Interview mit Sebastian Hahn: "Privatsphäre ist Grundrecht"
3.7.2014, 10:43 UhrZum Artikel: Erlanger Student gerät ins Visier der NSA
Sie sind nun neben Angela Merkel das einzige namentlich bekannte Opfer von NSA-Überwachung in Deutschland. Wie fühlt sich das an?
Die Qualität der Ausspähung ist eine ganz andere, daher bin ich kein Freund von diesem Vergleich. Jeder Deutsche ist täglich von ungerechtfertigten Überwachungsmaßnahmen betroffen, ohne dass es bekannt wird. Der Einzelfall mag zwar gut für Schlagzeilen sein; die riesige Dimension der Überwachung und die fehlenden Schutzmaßnahmen insbesondere für technisch unbedarfte Menschen sind der eigentliche Skandal. Ich bin schockiert darüber, wie einfach Unschuldige in den Fokus der Überwachung geraten können, und mit welcher Selbstverständlichkeit die Geheimdienste vorgehen.
In den Augen des Geheimdienstes sind Sie offenbar ein "Extremist" - nur, weil Sie Ihr Privatssphäre und die anderer schützen möchten. Wie geht es Ihnen damit?

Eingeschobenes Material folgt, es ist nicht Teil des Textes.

PR #4572, opened 2026-07-16
renderer: guard mutex behind flag

BenjaminHalko:
ThorVG guards its task scheduler's locking behind `THORVG_THREAD_SUPPORT` (`tvgTaskScheduler.h`), but `tvgSwRenderer.cpp`'s `_rendererMtx` misses that guard, so the file does not compile against a single-threaded libc++ (`wasm32-wasip2`, where `std::mutex` does not exist).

Das Wort Extremist ist nicht direkt im Zusammenhang mit mir gefallen, gleichwohl sind Menschen betroffen, die wie ich daran arbeiten, der Welt ein Stück Freiheit im Internet zurückzugeben. Privatsphäre ist Grundrecht, kein verschrobenes Ziel sogenannter Extremisten.

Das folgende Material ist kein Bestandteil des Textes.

PR #4575, opened 2026-07-18
common/lock: mutex portability++

hermet:
Still there were mutex usages in sw engine (mempool) this revised the tvg Lock for mutex portability

- StrictLock enables the mutex only if __STDCPP_THREADS__
- Replaced invidual mutex usage with StrictLock in engines


hermet:
\+ @BenjaminHalko

BenjaminHalko:
Thanks @hermet ! 🙏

Haben Sie damit gerechnet, dass die NSA an Ihren Daten und Informationen interessiert sein könnte?
Es war seit den Leaks von Edward Snowden leider abzusehen, dass sich Geheimdienste für die Arbeit von Anonymisierungsnetzwerken interessieren - soviel zeigten allein die aufgetauchten Folien. Dass es soweit gehen könnte, die Server der Betreiber verdachtsunabhängig zu überwachen, ist eine Qualität, mit der man nicht unbedingt rechnen konnte.
Welche persönliche Konsequenzen ziehen Sie daraus, im Visier der NSA zu sein?
Ich fühle mich bestätigt auf meinem Weg. Nur durch aktives Handeln lässt sich unsere Demokratie langfristig verteidigen. Demokratie braucht Privatsphäre und Sicherheit in der Kommunikation.
Wo haben Sie den Server für das Tor-Netzwerk betrieben? Welche Rolle haben Sie im Netzwerk gespielt?
Der Server steht in einem Rechenzentrum in Nürnberg. Wo genau der Server steht, ist allerdings irrelevant - Benutzer aus der ganzen Welt sind eingeladen, ihn dazu zu benutzen, ihre persönliche Kommunikation sicherer zu machen. Der Server nimmt im Tor-Netzwerk eine besondere Rolle ein, er hilft bei der Verwaltung der mehreren Tausend anderen Tor-Server. Aus diesem Grund ist er auch eines der lohnenswertesten Ziele.
Werden Sie weiterhin aktiv bleiben?
Meine Aktivitäten im Tor-Netzwerk werde ich selbstverständlich fortsetzen, und ich werde weiterhin dafür werben, dass andere es mir gleich tun.